Sunday, September 2, 2012

Thinking About Writing Conferences

As we approach writing conferences at the beginning of the school year, I think an important goal is to get to know our students. As workshop teachers, we want our students to believe that their lives have importance and small moments that are worth writing about. During the first couple of weeks, writing conferences have the potential of multi-tasking as powerful ways to get to know students as well as letting them know how worthy their lives are of written documentation!

In How’s It Going, Carl Anderson writes about how important it is for us to communicate to our students how much we care about them. He writes that “the reason that many students are willing to take on the difficult challenge of outgrowing themselves as writers is not because we ask just the right questions about their writing work, or because our feedback is right on the mark, or because we teach them brilliantly. In the end the success of a conference often rests on the extent to which students sense that we are genuinely interested in them as writers—and as individuals.” (p.22)

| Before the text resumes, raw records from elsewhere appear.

PR #1907, opened 2022-04-27
Increase message timeout for contract setup to `120s`

da-kami:
From incidents where `ContractSetup` failed we saw that the messages from the taker actually did arrive, but it took longer than `60s` to get processed on the maker.
This can be because sending + receiving a message might be slow over slow internet connection, but can also be related to the message load on the maker.
The `maker_inc_connections` actor is a bottleneck at the moment, but that cannot easily be solved.
Given that we know that a dropped connection was *not* the problem in this instance, but the messages were just not processed in time we increase the timeout for contract setup messages.
This should not have a bad impact on the system, because contract setup only happens sporadically.
Rollover messages remain at `60s` because we want to avoid to keep too many rollover actors.
Failing rollovers by stopping actors early is not a problem because rollovers are automatically retried.

### DIFF
--- a/daemon/src/setup_contract.rs
+++ b/daemon/src/setup_contract.rs
@@ -56,8 +56,18 @@ use std::ops::RangeInclusive;
 use std::time::Duration;
 use xtra::prelude::MessageChannel;
 
-/// How long protocol waits for the next message before giving up
-const MSG_TIMEOUT: Duration = Duration::from_secs(60);
+/// How long contract setup protocol waits for the next message before giving up
+///
+/// 120s are currently needed to ensure that we can outlive times when the maker/taker are under
+/// heavy message load. Failed contract setups are annoying compared to failed rollovers so we allow
+/// more time to see them less often.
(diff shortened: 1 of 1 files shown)


daemon/src/setup_contract.rs
```diff
@@ -56,8 +56,18 @@ use std::ops::RangeInclusive;
 use std::time::Duration;
 use xtra::prelude::MessageChannel;
 
-/// How long protocol waits for the next message before giving up
-const MSG_TIMEOUT: Duration = Duration::from_secs(60);
+/// How long rollover protocol waits for the next message before giving up
```
luckysori: 🔧 

```suggestion
/// How long contract setup waits for the next message before giving up
```

klochowicz (approved):
Thank you for detailed write-up. I agree with the reasoning, it matches what we've seen in the logs lately. LGTM!

luckysori (approved):

thomaseizinger (approved):

PR #1910, opened 2022-04-27
Prevent specifying TxFeeRate below min relay fee

klochowicz:


klochowicz:
I'm not sure whether this is the best spot to handle these errors. It also shows that we should have tests / fuzz against wrong values early. Maybe a few rocket tests would be good to have.

luckysori (commented):
I suggest https://github.com/itchysats/itchysats/commit/001e61401396588ec4b5747335a95af434bc9235 instead of https://github.com/itchysats/itchysats/pull/1910/commits/502076c952224c4c4e581f24146717342e88300b.

maker/src/routes.rs
```diff
@@ -124,6 +124,12 @@ pub async fn put_offer_params(
     maker: &State<Maker>,
     _auth: Authenticated,
 ) -> Result<(), HttpApiProblem> {
+    if offer_params.tx_fee_rate.to_u32() < 1 {
+        return Err(HttpApiProblem::new(StatusCode::BAD_REQUEST)
+            .title("Posting offer failed")
```
thomaseizinger, line 129:
```suggestion
            .title("Bad fee rate")
```

thomaseizinger (approved):
I think I'd agree with @luckysori to use https://github.com/itchysats/itchysats/commit/001e61401396588ec4b5747335a95af434bc9235 instead.

It might be worth trying out what the error message is in case someone sends `0` and we try to deserialize it into a `NonZeroU32`.

thomaseizinger:
> It might be worth trying out what the error message is in case someone sends `0` and we try to deserialize it into a `NonZeroU32`.

Quick research suggests a good enough error message: https://docs.rs/serde/1.0.136/src/serde/de/impls.rs.html#99

klochowicz:
> > It might be worth trying out what the error message is in case someone sends `0` and we try to deserialize it into a `NonZeroU32`.
> 
> Quick research suggests a good enough error message: https://docs.rs/serde/1.0.136/src/serde/de/impls.rs.html#99

it seems it's being swallowed by Rocket. We might need to use custom catcher or something, because as it is it's not that obvious at all :(

in the logs:
`Handled request method=PUT path=/api/offer status=422 Unprocessable Entity`

in the UI:
image

klochowicz:
> I suggest [001e614](https://github.com/itchysats/itchysats/commit/001e61401396588ec4b5747335a95af434bc9235) instead of [502076c](https://github.com/itchysats/itchysats/commit/502076c952224c4c4e581f24146717342e88300b).

thank you! I really like leveraging the type system here! the downside is that we'll need to dig deeper into Rocket to allow some sane error messages here, but that seems to be a better way forward

thomaseizinger:
It is probably better to be lenient in the serialization model and try to map into a more type-safe model manually at which point we can then create nice error messages depending on why it fails.

klochowicz:
Superceded by #1927

klochowicz:
> > > It might be worth trying out what the error message is in case someone sends `0` and we try to deserialize it into a `NonZeroU32`.
> > 
> > 
> > Quick research suggests a good enough error message: https://docs.rs/serde/1.0.136/src/serde/de/impls.rs.html#99
> 
> it seems it's being swallowed by Rocket. We might need to use custom catcher or something, because as it is it's not that obvious at all :(
> 
> in the logs: `Handled request method=PUT path=/api/offer status=422 Unprocessable Entity`
> 
> in the UI: image

added a custom catcher in a different PR that at least displays a bit less cryptic message.

PR #1916, opened 2022-04-28
Move failed and rejected CFDs to a separate DB table

### LINKED ISSUE #1881: Make `cfds` the table for *only* `open` cfds
With #1779 we moved CFDs that have a confirmed spend transaction into `closed_cfds`.

With this we wanted to start treating `cfds` as `open` cfds, but this is not possible yet because `cfds` still contains `OfferRejected` and `ContractSetupFailed` entries. 

In order to treat the `cfds` table as `open` cfds we have to:

- Periodically move `OfferRejected` and `ContractSetupFailed` cfds to separate table(s), that way the `cfds` table is truly cleaned up.
- Consider removal of `load_open_cfd_ids` and adapt `load_all_open_cfds` to just load from `cfds` without filtering. At the moment we have the filter in place because we have a big amount of closed CFDs to be moved on the initial run of moving to `closed_cfds`. Once the initial run is done it should be fine to assume that `cfds` is reasonably cleaned up and we can just load from it. Removing those filter-function will simplify code.

luckysori:
Fixes #1881.

Tasks:

- [x] Refactor `db` so that it doesn't keep growing out of control.
- [x] Add `db` APIs to move failed and rejected CFDs to a separate table.
- [x] Test `db::failed` APIs.
- [x] Introduce actor to periodically move failed and rejected CFDs to the corresponding table.
- [x] Consider removing any filters applied to the `cfds` table (since it can now be assumed that it generally only contains open CFDs).


daemon/src/db/failed.rs
```diff
@@ -0,0 +1,179 @@
+//! This module allows us to move faile CFDs to a separate table so
```
thomaseizinger:
```suggestion
//! This module allows us to move failed CFDs to a separate table so
```

daemon/src/db/failed.rs
```diff
@@ -0,0 +1,179 @@
...
+                db_tx.commit().await?;
+
+                anyhow::Ok(())
+            };
+
+            if let Err(e) = fut.await {
+                tracing::warn!(order_id = %id, "Failed to move failed CFD: {e:#}");
+            }
+
+            tracing::debug!(order_id = %id, "Moved CFD to `failed_cfds` table");
```
thomaseizinger: You will print this even in an error case :)

The entire construct should probably be a `match`!

daemon/src/db/closed.rs
```diff
@@ -142,6 +142,8 @@ impl Connection {
             if let Err(e) = fut.await {
                 tracing::warn!(order_id = %id, "Failed to move closed CFD: {e:#}");
             }
+
+            tracing::debug!(order_id = %id, "Moved CFD to `closed_cfds` table");
```
thomaseizinger: This will log-unconditionally, so also in the case of an error above :)

Probably best to use a `match` or early return.

daemon/src/db.rs
```diff
@@ -315,6 +317,28 @@ impl Connection {
...
+
+            let ids = sqlx::query!(
+                r#"
+                SELECT
+                    uuid as "uuid: model::OrderId"
+                FROM
+                    failed_cfds
+                "#
+            )
+            .fetch_all(&mut *conn)
```
thomaseizinger: I recently learned that there is also `fetch` which returns a `Stream`! That would make the whole thing even more "iteratively"!

thomaseizinger (commented):
Few comments but looks like a good direction!

thomaseizinger:
> Consider removing any filters applied to the `cfds` table (since it can now be assumed that it generally only contains open CFDs).

I think that may not be fully true!

There can be a time-window where a CFD fails / gets rejected and has not been moved yet.

daemon/src/db/failed.rs
```diff
@@ -0,0 +1,179 @@
...
+use sqlx::Transaction;
+
+/// A trait for building an aggregate based on a `FailedCfd`.
+pub trait FailedCfdAggregate: CfdAggregate {
+    fn new_failed(args: Self::CtorArgs, cfd: FailedCfd) -> Self;
+}
+
+/// Data loaded from the database about a failed CFD.
+#[derive(Debug, Clone, Copy)]
+pub struct FailedCfd {
```
da-kami, line 53: 🛠 Failed CFDs may have events, i.e. we may have a `ContractSetupStarted` and `ContractSetupFailed` event. I think it might be a good idea to save the timestamp of the first event recorded - that is what we use for sorting the open CFDs.. 
I think a user would still expect to see the CFDs chronologically ordered, but without timestamps we cannot really achieve that. 
I think this is actually already missing when processing closed cfds - I would always save it as `creation_timestamp` (or `first_event_timestamp` it you want). I am not sure we have to add it as another field, we could also load it from the eventlog (I suppose failed will also have eventlog).
I think we should always have at least one event in the database, so we should always be able to come up with a timestamp. For cases where we don't have any events we could actually just delete from `cfds` because this is too incomplete to do anything.

da-kami (commented):
Overall concept ack. 
Would you treat rejected separate or handle them as "failed" where we add a reason why it failed?
I think it might be good enough to treat all "failed" in the same table unless we want to store different data for failed/rejected.

I noticed that we are missing one thing from the previous work already and that is the ability to sort the closed / failed CFDs chronologically. See my related comment

daemon/src/db.rs
luckysori: Thanks for the tip!

How do you think it would interact with the fact that we would be using the same `Connection` to generate this stream and to load CFDs?

luckysori:
> > Consider removing any filters applied to the `cfds` table (since it can now be assumed that it generally only contains open CFDs).
> 
> I think that may not be fully true!
> 
> There can be a time-window where a CFD fails / gets rejected and has not been moved yet.

That is true, which is why I said "generally" 😛 We definitely cannot remove all these filters blindly.

daemon/src/db/failed.rs
luckysori: > 🛠 Failed CFDs may have events, i.e. we may have a ContractSetupStarted and ContractSetupFailed event.

Do you think it's worth saving events for failed CFDs? To me it's even questionable if we should be persisting them! One could imagine that a failed CFD could eventually just become an ephemeral notification for the user.

But with this PR I would persist them since we have no better alternative at the moment.

> I think it might be a good idea to save the timestamp of the first event recorded - that is what we use for sorting the open CFDs..
I think a user would still expect to see the CFDs chronologically ordered, but without timestamps we cannot really achieve that.

Good point: we want these to appear in order. It is a bit annoying to have to process the events at all just to get a timestamp, but I guess we should.

> I think this is actually already missing when processing closed cfds - I would always save it as creation_timestamp (or first_event_timestamp it you want).

It's true that the closed CFDs are not sorted properly (because we don't use the `projection::Cfd::aggregate` field. More importantly, the `profit_percent`, `profit_btc` and `payout` fields are actually wrong. I added a test to verify this, but I did not realise that we were calling `with_current_quote` on all CFDs (doing so on closed CFDs overwrites these values with wrong ones).

> I am not sure we have to add it as another field, we could also load it from the eventlog (I suppose failed will also have eventlog).

I would prefer not to add entries to the `event_log` table for failed or rejected CFDs, because they're always going to be the same. I think this information wouldn't be very useful.

luckysori:
> Would you treat rejected separate or handle them as "failed" where we add a reason why it failed?
I think it might be good enough to treat all "failed" in the same table unless we want to store different data for failed/rejected.

I hadn't decided yet, but I think one table should suffice.

daemon/src/db/failed.rs
da-kami: > I would prefer not to add entries to the event_log table for failed or rejected CFDs, because they're always going to be the same. I think this information wouldn't be very useful.

I am not sure about that. In *most* cases it won't have value, but in some cases it might. There might be error scenarios where something goes into a weird failed state that should be analysed. It's not expensive to save these event log entries. 
If we decide to not keep an eventlog for failed at all we *definitely* need a timestamp in the table, because otherwise we don't know anything about the time the CFD "failed". I would say it might actually be valuable to know when contract setup started and when it failed. (Rejected might be interesting as well, because we have reasons in there - but that does not necessarily have to be stored in an event-log; the reason would not be persisted there...).

daemon/src/db/failed.rs
```diff
@@ -0,0 +1,556 @@
...
+}
+
+impl_sqlx_type_display_from_str!(Kind);
+
+impl Connection {
+    pub async fn move_to_failed_cfds(&self) -> Result<()> {
+        let ids = self.failed_cfd_ids_according_to_events().await?;
+
+        if !ids.is_empty() {
+            tracing::debug!("Moving ContractSetupFailed CFDs to failed_cfds table: {ids:?}");
```
da-kami:
```suggestion
            tracing::debug!("Moving failed CFDs to failed_cfds table: {ids:?}");
```

It includes both `ContractSetupFailed` and `OfferRejected`

daemon/src/db/failed.rs
```diff
@@ -0,0 +1,556 @@
...
+#[derive(Debug, Clone, Copy)]
+pub struct FailedCfd {
+    pub id: OrderId,
+    pub position: Position,
+    pub initial_price: Price,
+    pub taker_leverage: Leverage,
+    pub n_contracts: Contracts,
+    pub counterparty_network_identity: Identity,
+    pub role: Role,
+    pub fees: Fees,
```
da-kami, line 61: I remember we discussed this: The `fees` are added because we display them in the UI?
Maybe we should actually re-consider this. It is somewhat confusing and should always be `0`. I think the UI is also confusing for displaying it.

We don't have to block this PR by this change, can do in a follow-up.

daemon/src/db/failed.rs
```diff
@@ -0,0 +1,556 @@
...
+    let row = sqlx::query!(
+        r#"
+        SELECT
+            event_log_failed.created_at
+        FROM
+            event_log_failed
+        JOIN
+            failed_cfds on failed_cfds.id = event_log_failed.cfd_id
+        WHERE
+            failed_cfds.uuid = $1 AND (event_log_failed.name = $2 OR event_log_failed.name = $3)
```
da-kami: 🛠 I read the comment, but I am not sure why we cannot always `select` the first event in the log. I would prefer that over the current solution. I think an `ASC LIMIT 1` should do the job or am I missing something?

daemon/src/projection.rs
```diff
@@ -971,7 +974,83 @@ impl db::ClosedCfdAggregate for Cfd {
...
+        let liquidation_price = match position {
+            Position::Long => calculate_long_liquidation_price(our_leverage, initial_price),
+            Position::Short => calculate_short_liquidation_price(our_leverage, initial_price),
+        };
+
+        // there are no events to apply at this stage for closed CFDs,
+        // which is why this field is mostly ignored
+        let mut aggregated = Aggregated::new(FeeAccount::new(position, role));
+
+        // set the creation_timestamp to be able to sort closed CFDs
```
da-kami:
```suggestion
        // set the creation_timestamp to be able to sort failed CFDs
```

daemon/src/projection.rs
```diff
@@ -971,7 +974,83 @@ impl db::ClosedCfdAggregate for Cfd {
...
+        let margin = calculate_margin(initial_price, quantity_usd, our_leverage);
+        let margin_counterparty =
+            calculate_margin(initial_price, quantity_usd, counterparty_leverage);
+
+        let liquidation_price = match position {
+            Position::Long => calculate_long_liquidation_price(our_leverage, initial_price),
+            Position::Short => calculate_short_liquidation_price(our_leverage, initial_price),
+        };
+
+        // there are no events to apply at this stage for closed CFDs,
```
da-kami:
```suggestion
        // there are no events to apply at this stage for failed CFDs,
```

daemon/src/projection.rs
```diff
@@ -971,7 +974,83 @@ impl db::ClosedCfdAggregate for Cfd {
...
             counterparty: counterparty_network_identity,
             pending_settlement_proposal_price: None,
-            aggregated: empty_aggregated,
+            aggregated,
+            network,
+        }
+    }
+}
+
+impl db::FailedCfdAggregate for Cfd {
```
da-kami, line 982: ❓Can we potentially create a generic aggregate for closed and failed?

da-kami (approved):
Thanks for the great work! 
Nothing blocking per-se, but I think selecting the `creation_timestamp` for failed cfds could be changed.

daemon/src/db/failed.rs
luckysori: Fair point! I just wanted to keep the behaviour the same as it currently is in production for the time being.

daemon/src/db/failed.rs
luckysori: Fair enough, I did not consider taking the first event! I'll try that instead.

daemon/src/projection.rs
luckysori: I don't see it at the moment because we have completely different expectations for closed and failed CFDs. The data that is stored is different, particularly in terms of the transactions that are attached to closed CFDs (always a lock transaction and a choice of settlement transactions) and that are not attached to failed CFDs. 

We could define a model with optional fields, but I'm not sure I would recommend that added complexity.

daemon/src/db/closed.rs
```diff
@@ -0,0 +1,1365 @@
...
+    Ok(())
+}
+
+/// Obtain the time at which the closed CFD was created, according to
+/// the `event_log` table.
+///
+/// Every closed CFD must have gone through contract setup at some
+/// point. Therefore, we base the creation timestamp on the
+/// `EventKind::ContractSetupStarted` variant.
+async fn load_creation_timestamp(
```
da-kami, line 922: We could actually use the logic that is used for `failed_cfds` here as well. Can be done in follow-up.

da-kami (approved):

daemon/src/db/closed.rs
luckysori: Done with https://github.com/itchysats/itchysats/pull/1916/commits/38c75bf4010bccb508edf0a6e0da8ead1c93409e.

luckysori:
The recent rebase made me notice that perhaps there was a tiny bug, @bonomat. See https://github.com/itchysats/itchysats/pull/1916/commits/cb0e8137a974e5c42186d73bdda3a662f6c77e99.

daemon/src/db.rs
thomaseizinger: Yeah you would have to use the same connection likely. One thing that you might be able to do is do the mapping right on the stream that is being returned instead of collecting it all first. Doesn't make much of a difference though I think!

daemon/src/db.rs
```diff
@@ -431,6 +455,37 @@ impl Connection {
...
+            )
+            "#,
+            model::EventKind::OFFER_REJECTED,
+            model::EventKind::CONTRACT_SETUP_FAILED,
+        )
+        .fetch_all(&mut *conn)
+        .await?
+        .into_iter()
+        .map(|r| r.uuid)
+        .collect();
```
thomaseizinger: Here we could omit the `into_iter` part of we would use `fetch`.

daemon/src/db.rs
```diff
@@ -264,23 +264,7 @@ impl Connection {
...
-                "#
-            )
-            .fetch_all(&mut *conn)
-            .await?
-            .into_iter()
-            .map(|r| r.uuid);
-
-            drop(conn);
-
+            let ids = self.load_open_cfd_ids().await?;
```
thomaseizinger, line 267: We should probably document that callers cannot rely on only open IDs being returned here.

thomaseizinger (approved):
Excellent work @luckysori !

daemon/src/db.rs
luckysori: In the interest of getting this merged before I encounter more conflicts I vote for merging this as is and I can look at this suggestion in a follow-up PR.

daemon/src/db.rs
luckysori: I don't seem to be able to return the stream because `conn` is borrowed and dropped as soon as we return :(

```rust
// error[E0515]: cannot return value referencing local variable `conn`
//    --> daemon/src/db.rs:391:9
//     |
// 388 |         .fetch(&mut *conn)
//     |                      ---- `conn` is borrowed here
// ...
// 391 |         Ok(ids)
//     |         ^^^^^^^ returns a value referencing data owned by the current function

async fn closed_cfd_ids_according_to_the_blockchain(
    &self,
) -> Result<impl Stream<Item = Result<OrderId, sqlx::Error>>> {
    let mut conn = self.inner.acquire().await?;

    let ids = sqlx::query!(
        r#"
        select
            id as cfd_id,
            uuid as "uuid: model::OrderId"
        from
            cfds
        where exists (
            select id from EVENTS as events
            where events.cfd_id = cfds.id and
            (
                events.name = $1 or
                events.name = $2 or
                events.name= $3
            )
        )
        "#,
        EventKind::COLLABORATIVE_SETTLEMENT_CONFIRMED,
        EventKind::CET_CONFIRMED,
        EventKind::REFUND_CONFIRMED,
    )
    .fetch(&mut *conn)
    .map(|res| res.map(|r| r.uuid));

    Ok(ids)
}

```

luckysori:
bors r+

Going ahead with this now! I'm still looking at the reviews in case we learn something new.

luckysori:
bors retry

Writing conferences are a great way to get to know students. When a student writes about a New York adventure, it can segue to so many conversations that can help you get to know about that student as a person. Maybe your conversation will go in the direction of the importance of family; maybe it will turn into a conversation about favorite sports teams and maybe it will evolve into a conversation about climbing a rock in Central Park. Who knows? The important part is that you are establishing a relationship with that child which will be the springboard for pushing him/her as a writer.

So then, part of the hard work becomes how to be interested and how to show that interest. Maybe, then before the work of memorizing the types of conferences and the questions that go along with them, comes the work of setting up the classroom environment and routines so that you can focus on what a student is sharing with you and pay attention to it. That means that you are not managing student behavior or answering adult’s questions or thinking about what the next question will be that you will ask or what time the students should line up for lunch…it means that you are listening to student writing and responding as an interested and caring audience. In my yoga class, my instructor frequently challenges us not to think and just to clear our minds—it’s really hard! I don’t know about you but I am always thinking and I am usually thinking about more than one thing at a time so really listening to a student’s story, especially when it is in the early stages and difficult to follow, is hard!

One of the reasons I write is to share parts of my life and develop pieces that have meaning and value to me so it is important to me to have people respond to the content and not just to how clearly or fluently or accurately or precisely I have written. Maybe the first few conferences you have are just to react to the content so that they realize that writing matters and as Carl Anderson wrote, that “they have lives worth writing about.”

Later, I will be sending you charts that show specific types of conferences and questions that align to them. Be on the look out for that. In the meantime, develop your relationships and convictions that writing is important, that your students’ lives have story-worthy moments, that their voices matter, and that their opinions have a respectful home in your classroom. Those messages are critical for launching the writing workshop.